PR #200, opened 2026-07-20
perf(applications): aggregate query batching, list pagination, lazy skill fallback

### LINKED ISSUE #144: Performance: N+1 and duplicated queries building application aggregates
**Severity:** Medium
**Location:** `backend/src/hiresense/applications/domain/application_service.py:121-228`; `api/routes.py:82-126`
**Confidence:** High

## Description
`_build_aggregate` issues ~9 queries per application: `get_latest_match` calls `list_matches` (loads all rows, takes [0]) then `match_count=len(list_matches(...))` runs the same query again; the double-query pattern repeats for optimizations, interview_preps, cover_letters, plus a snapshot lookup. `list()` runs `_build_aggregate` per application, and `_to_list_item` calls `orchestrator.get_job_by_id` per row. The list endpoint is O(N × ~10) queries, unbounded.

## Proposed solution
Add repository methods returning latest-row + count in one query each (`ORDER BY created_at DESC LIMIT 1`, `count_*`), or batch-load children for the requested ids; use a lightweight projection for the list view and batch the job enrichment.

## Acceptance criteria
- [ ] Per-application query count is constant, not ~10
- [ ] List endpoint batches job enrichment
- [ ] Query-count assertion in a test

**Estimated effort:** M

### LINKED ISSUE #145: Performance: Add pagination / bounds to application, cover-letter, and tracking list endpoints
**Severity:** Medium
**Location:** `applications/api/routes.py:48-53,82-88`; `tracking/api/routes.py:70-77`; `applications/infrastructure/repository.py:182-215`
**Confidence:** High

## Description
`GET /applications`, `GET /applications/cover-letters`, and `GET /tracking` return every row with no LIMIT/offset. `list_all_cover_letters_with_context` returns full cover-letter bodies for every application in one unbounded query. Combined with the aggregate N+1 above, response size and query count grow without bound as history accumulates.

## Proposed solution
Add `limit`/`offset` (or cursor) params with sane defaults and a SQL LIMIT; return counts in metadata per the API-envelope convention.

## Acceptance criteria
- [ ] All three endpoints bounded and paginated
- [ ] Pagination metadata returned
- [ ] Tests cover paging

**Estimated effort:** M

### LINKED ISSUE #171: Performance: Compute the SkillMatcher fallback lazily in generate_match
**Severity:** Low
**Location:** `backend/src/hiresense/applications/domain/artifact_service.py:67-73`
**Confidence:** High

## Description
`generate_match` always constructs a `SkillMatcher` and runs `.match(...)` (normalization + set math) even when `result.matched_skills`/`missing_skills` are already populated — the fallback is only used when they're empty. Wasted work on every match generation.

## Proposed solution
Compute the fallback lazily only when `matched_skills`/`missing_skills` are empty.

## Acceptance criteria
- [ ] Matcher runs only when the fallback is needed

**Estimated effort:** XS

StevSant:
## Summary

Performance batch for the `applications` (and `tracking`) modules — three related issues that all made the application-list surface slower and heavier as history grows.

### #144 — N+1 and duplicated queries building application aggregates
`_build_aggregate` issued ~10 queries per application: every `get_latest_*` loaded **all** child rows and took `[0]`, then each `*_count` re-ran the same full query, and `_to_list_item` resolved the linked job one row at a time. On the list endpoint that was O(N × 10) unbounded queries.

- `get_latest_match/optimization/interview_prep/cover_letter` now use `ORDER BY created_at DESC LIMIT 1` instead of load-all-then-`[0]`.
- New batch child loaders (`get_snapshots_for` / `list_*_for`) group rows by `application_id` in **one query each**; `ApplicationService` builds every aggregate from these dicts, so the whole list costs a fixed **5 queries regardless of N** (single `get` also drops from ~10 to 5).
- New `IngestionOrchestrator.get_jobs_by_ids` (+ `JobsRepositoryPort.get_by_ids` on both repositories) resolves job enrichment once per list request instead of per row.
- Regression test asserts the list stays at 5 queries for N=1 and N=4.

### #145 — Pagination / bounds on application, cover-letter, and tracking list endpoints
`GET /applications`, `GET /applications/cover-letters`, and `GET /tracking` returned every row with no LIMIT (cover letters returned full bodies for every application).

- Optional `limit`/`offset` on the repository/service list methods (default `None` = unbounded) with DB-side `LIMIT`/`OFFSET`.
- Deterministic ordering (`created_at DESC, id`) so pages don't overlap — `created_at` ties at second precision on SQLite.
- Routes read `?limit`/`?offset` (generous config default, clamped to a max) and return the total in an **`X-Total-Count`** response header, exposed via CORS.
- New config `default_page_size` / `max_page_size` (core group + `.env.example`); shared `kernel.resolve_page_limit` helper.

### #171 — Compute the SkillMatcher fallback lazily in generate_match
`generate_match` always built a `SkillMatcher` and ran `.match()` even when `analyze()` already returned both `matched_skills` and `missing_skills`. The fallback now runs only when a verdict field is empty; behaviour is unchanged (still per-field preference of the analyze verdict).

Closes #144
Closes #145
Closes #171

## Decisions taken

- **#145 metadata via header, not envelope.** The issue says "return counts in metadata per the API-envelope convention", but all three endpoints already return bare arrays that the Angular frontend (`applications.service.ts`, `tracking.service.ts`) consumes directly. Switching to a `{data, meta}` envelope would be a breaking change across the frontend. Instead the total travels in an `X-Total-Count` header (standard REST convention, exposed via CORS), keeping the response shape 100% backward-compatible — no frontend changes required. A future frontend paginator can read the header.
- **Generous default page size (100), applied at the route layer only.** Internal callers (`analytics` funnel/benchmark, `bootstrap/inbox`, `matching` batch-evaluate) call the service `.list()` expecting the full set, so the service/repo default stays `None` (unbounded); only the HTTP routes impose the default bound. For a single-user job-hunt tool a 100-row default page is generous; realistic datasets sit well under it, and the true total is always in `X-Total-Count`.
- **`get_latest_*` kept as public repo methods** (still used by artifact/apply services) and optimized to `LIMIT 1`, rather than removed — the batch builder no longer calls them but other call sites do.

## Verification

- `uv run python -m pytest` — full backend suite green (DB-free SQLite path).
- `uv run ruff check .` — clean on touched dirs.
- `uv run ruff format --check` — clean (3 files formatted during work).
- Query-count regression test proves the list is a constant 5 queries for N=1 and N=4.
- Frontend untouched: bare-array response shapes preserved, so no Angular consumer changes and no frontend build/test needed.

## Repo-trap checks

Package `__init__` re-exports updated (`kernel.resolve_page_limit`); new config in the matching `config/groups/core.py` **and** `.env.example`; no new ORM classes (no `registry.py`/migration needed); no hardcoded limits (page sizes are config); domain layer imports no framework/infrastructure.

## Note

Sibling batch PRs may create trivial conflicts in `.env.example` / `config/groups/core.py` (shared config files).


StevSant:
### Self-review (critical)

**Correctness**
- `_build_aggregates` batch loaders order child rows by `created_at DESC` only when picking `[0]` as "latest" (`repository.py` `_children_for`). Two rows of the same application sharing a second-precision `created_at` make "latest" ambiguous — but this matches the pre-existing `get_latest_*` behaviour (also `created_at DESC` only), so it's not a regression. The list-level pagination (`list_all` / cover-letter listing) *does* add an `id` tiebreaker where page stability actually matters.
- `count()` / `count_all_*` add one extra COUNT query per list request for `X-Total-Count`. Intentional and bounded (1 query), the standard price of returning a total.
- `if offset:` correctly no-ops on `offset=0` and `offset=None`; `limit=None` means unbounded, preserved for internal callers.

**Performance / trade-offs**
- The unified single+list aggregate builder means the **list** path loads full cover-letter `body` text via `list_cover_letters_for` just to compute latest+count, then drops the body in `_to_list_item` (`routes.py`). Bounded by `max_page_size` (500) so acceptable, but a lightweight count-only projection would avoid loading bodies on the list. Chose the unified builder for simplicity; flagging the tradeoff.
- Tracking's `_enrich` (`tracking/api/routes.py`) still resolves the linked job per-row via `get_job_by_id`. #144 scoped job-enrichment batching to `applications`; the same N+1 pattern remains in tracking but is now bounded by the page size. Reasonable follow-up: reuse `get_jobs_by_ids` there too.

**Conventions**
- New config in `config/groups/core.py` + `.env.example`; no hardcoded page sizes; shared helper re-exported from `kernel`. Domain layer takes no framework imports. No new ORM ⇒ no migration.

**Behaviour change to call out**
- `GET /applications|/tracking|/cover-letters` now return at most `default_page_size` (100) rows when the client sends no `?limit`. The Angular frontend sends none, so a user with >100 rows would see only the first page until the frontend reads `X-Total-Count` and paginates. Deliberate per the "generous defaults" steer; total is always exposed.

StevSant (commented):
## Code review — #200

**Done well**
- The N+1 fix is real and verified by a query-count regression test (`backend/tests/unit/applications/test_list_query_count.py`), which asserts a constant 5 queries for N=1 and N=4 applications — a strong guard against future regressions.
- `_build_aggregates`/`_assemble` correctly reconstruct per-application "latest" and "count" from the batch-loaded, `created_at`-descending grouped dicts, with no extra round-trips (`backend/src/hiresense/applications/domain/application_service.py`).
- The lazy `SkillMatcher` fallback in `generate_match` (`backend/src/hiresense/applications/domain/artifact_service.py:63-73`) is provably behavior-preserving: I traced all four truthy/falsy combinations of `result.matched_skills`/`result.missing_skills` against the old always-compute-fallback code, and the new short-circuit produces identical output in every case. Backed by two new tests that spy on `SkillMatcher.__init__`/`.match` to assert it's skipped/run exactly when expected.
- Pagination ordering ties are broken by `id` (`created_at.desc(), id`) specifically because `created_at`'s server default has second-precision on SQLite — correctly identified and tested (`test_list_all_cover_letters_paginates_and_counts` checks non-overlapping pages across a boundary).
- `resolve_page_limit` / batch `get_by_ids` helpers correctly no-op on empty input, and default `limit=None`/`offset=None` at the service/repo layer keeps every internal caller (`bootstrap/inbox.py`, `matching/api/routes.py`, `analytics/domain/comp_benchmark_service.py`) on the old unbounded behavior since they never pass the new kwargs.
- New `.env.example` / `config/groups/core.py` entries follow the project's config conventions (no hardcoded page sizes), and `CORS expose_headers=["X-Total-Count"]` is correctly added in `main.py` — an easy step to forget when moving data into a response header.
- CI is green end-to-end (format, lint, tests, alembic, pgvector, build, frontend, GitGuardian).

- 🟠 `frontend/src/app/core/services/applications.service.ts:23`, `tracking.service.ts:14-19` — none of the three paginated endpoints (`/applications`, `/applications/cover-letters`, `/tracking`) are called with `?limit`/`?offset` from the frontend, and nothing in `frontend/src/app/**` reads the new `X-Total-Count` header (`grep` for it returns no matches). That means the previously-unbounded lists are now silently capped at `default_page_size` (100) with no UI signal that more rows exist. This is a documented, deliberate tradeoff in the PR body ("generous default... realistic datasets sit well under it"), and 100 is unlikely to bite immediately, but it's a real behavior change (unbounded → truncated) for a tool whose own project history includes an autopilot pipeline that grows the tracked-applications table unattended. Worth a tracked follow-up issue for the frontend to consume the header (or add "load more"/paging UI) rather than leaving it as an implicit assumption.
- 🟡 `backend/src/hiresense/applications/api/routes.py:20-33` vs `backend/src/hiresense/tracking/api/routes.py:20-25,74-79` — the "resolve page size from `request.app.state.settings` with a bare-app-test fallback constant" logic is duplicated near-verbatim in both route modules (including the `_DEFAULT_PAGE_SIZE = 100` / `_MAX_PAGE_SIZE = 500` constants). Applications' version is a named `_page_size(request, limit)` helper; tracking's is inlined in the route body. Low risk since both are tiny and read from the same config fields, but a shared `kernel` helper (e.g. `resolve_page_limit_from_request`) would remove the duplicate constants and keep the two endpoints from drifting if the fallback logic ever needs a fix.
- 🟡 `backend/src/hiresense/tracking/api/routes.py:76` (`_enrich(a, orchestrator)` per row in `list_applications`) — the tracking list endpoint still resolves job enrichment with one `orchestrator.get_job_by_id(...)` call per row (pre-existing code, untouched by this PR), unlike the applications list endpoint which now batches via the new `get_jobs_by_ids`. Out of scope for #144/#145/#171 as written, but since the batch helper now exists it'd be a small, obvious follow-up to close the same N+1 gap here.

**Verified**
- Full diff across all 25 changed files (`git diff origin/main...origin/perf/applications-batch`), including repository, service, route, port, config, and test layers for `applications`, `tracking`, `ingestion`, and `kernel`.
- Manually replayed the `get_latest_*` → `LIMIT 1` conversions and the `_build_aggregates` batch rewiring against the pre-PR code — no other call site of the per-item repo methods lost correctness (`apply_service.py` and `artifact_service.py` still legitimately use the single-item `get_latest_*` methods for one-off generate/apply flows, now benefiting from `LIMIT 1` instead of load-all-then-`[0]`).
- Confirmed `resolve_page_limit`'s `requested is None → default` / `else → min(requested, maximum)` semantics match the route-level `Query(None, ge=1)` validation (limit=0 rejected with 422, offset<0 rejected with 422) via `test_list_rejects_invalid_pagination`.
- Confirmed the SkillMatcher lazy-fallback truth table by hand against the old code (see "Done well").
- Confirmed `CoreSettings.default_page_size`/`max_page_size` match the route fallback constants and `.env.example` values (100/500 in both places).
- `gh pr checks 200` — all green (backend format/lint/tests/alembic/pgvector/build, frontend format/typecheck/a11y/tests/build, GitGuardian).

**Verdict:** LGTM ✅

Review by Claude Code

----

### [PROBLEM TO SOLVE]
Give the number of lines in the entries that contain the word "drops", with no other text.

### [ANSWER FOR THIS EXERCISE]
2